It sounds to me like you are on your way. I can only make a couple of observations based on my own limited experience.

As long as I was aggressively growing my hive count it was hard to make a honey crop - growth absorbed all of the comb that my bees could create.

When I reduced my hive count lo and behold I had enough comb to work with and life became much easier as far as honey production and swarm management.

So, last year I took a dual approach:

1) I limited the number of hives that I (intensively) managed for honey to match the combined amt of comb I already had. 
2) I split the rest aggressively to make increase, control swarming, and produce more comb.

This resulted in my best honey crop so far, far fewer swarms, and all the increase that I wanted to make.
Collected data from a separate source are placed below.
PR #1820, opened 2026-04-29
fix(scheduler): guard against zero-value division in ComputeScore (#1…

### LINKED ISSUE #1780: vgpu-scheduler-extender panics in ComputeScore when no node can satisfy pod GPU request — cluster-wide GPU scheduling goes down
**What happened**

The HAMi vgpu-scheduler-extender panics inside `ComputeScore` when it is asked to score a pod whose GPU requirements cannot be satisfied by any node in the cluster. The panic propagates as container exit code 2, which puts the scheduler into `CrashLoopBackOff`. While the scheduler is down, **all GPU scheduling cluster-wide stops** — not just scheduling of the offending pod.

This appears related to #1327 (CLOSED, "hami scheduler runtime panic") but that report did not include a stack trace or reproducer, so I'm filing a fresh report with concrete detail.

**What you expected to happen**

The scheduler should return an *unschedulable* verdict for pods whose GPU requests cannot be satisfied, and keep serving other scheduling decisions. A malformed / oversized pod spec should not be able to take out cluster-wide GPU scheduling.

**How to reproduce it (as minimally and precisely as possible)**

1. Deploy any pod that requests a GPU quantity or `nvidia.com/gpumem` amount larger than what any single node in the cluster can provide. Example trigger pods in our case:
   - Pod A requested 4 GPU devices (`nvidia.com/gpu: 4`) on a cluster where the largest node exposes 2 GPUs.
   - Pod B requested gpumem > the largest node's total GPU memory (\"no available GPU resources on all N nodes\" in scheduler events).
2. Leave the pods Pending.
3. Scheduler pod exits 2 with a panic the next time it tries to score nodes for one of these pods, and enters `CrashLoopBackOff` (restarts ~every 20 s).
4. Deleting / scaling those pods to 0 replicas makes the scheduler recover immediately to steady state.

**Stack trace**

```
github.com/Project-HAMi/HAMi/pkg/scheduler/policy.(*DeviceListsScore).ComputeScore
  /k8s-vgpu/pkg/scheduler/policy/gpu_policy.go:70 +0x2d7
github.com/Project-HAMi/HAMi/pkg/scheduler.fitInDevices
  /k8s-vgpu/pkg/scheduler/score.go:74 +0x70
github.com/Project-HAMi/HAMi/pkg/scheduler.(*Scheduler).calcScore.func1
  /k8s-vgpu/pkg/scheduler/score.go:173 +0x845
```

The crash is a runtime panic (nil deref / index out-of-range is the likely shape given the file/line) inside `ComputeScore`, reached via `fitInDevices` → `calcScore`. The offset `+0x2d7` in `gpu_policy.go:70` suggests the score function is indexing into or dereferencing a device list that is empty after the fit step has eliminated all candidate devices.

**Suggested guard (conceptual, not a PR yet)**

In `pkg/scheduler/policy/gpu_policy.go` `ComputeScore`, return a zero / very-low score (and let the scheduler surface an unschedulable verdict upstream) when the candidate device list is empty, rather than indexing into it. Same guard would likely belong one level up in `fitInDevices` so the empty-fit case is handled exactly once.

- Pod survived the unschedulable condition for ~2+ days before we noticed the scheduler was down
- Remediation was entirely manual (scale offending pods to 0, recreate scheduler pod); there is no self-recovery path for the scheduler
- Blast radius: every GPU-consuming workload in the cluster stopped scheduling, including unrelated pods, because the single scheduler replica was the crashing process

**Environment**

- HAMi version: `v2.6.14` (via the Olares downstream build `beclab/hami:v2.6.14`, which tracks this upstream)
- Kubernetes: `v1.33.3+k3s1`
- Cluster: 8-node k3s (1 control-plane, 7 GPU workers spanning RTX 2080 / 3090 / 4070 Ti / 4090 / 5080 / 5090 / RTX PRO 6000)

At the end of the honey season I moved around resources to equalize and get all hives where I wanted them to go into winter. 

BTW, Swarming of the big strong honey hives was (predictably) a constant concern during the swarm season - 2 out of 3 of them ultimately did swarm before it was over. But none of the hives that I managed for increase (splitting, queen rearing, etc) even tried to swarm. Some were small and I combined them in September though - but that's part of the process.

This coming year I am going to try to make the same (or a little more  ) honey from twice as many honey hives - in other words Instead of trying to make 8-10 supers of honey per monster hive I hope to make 4-5 supers per hive from about twice as many less formidable hives. And leave the stepladder in the garage.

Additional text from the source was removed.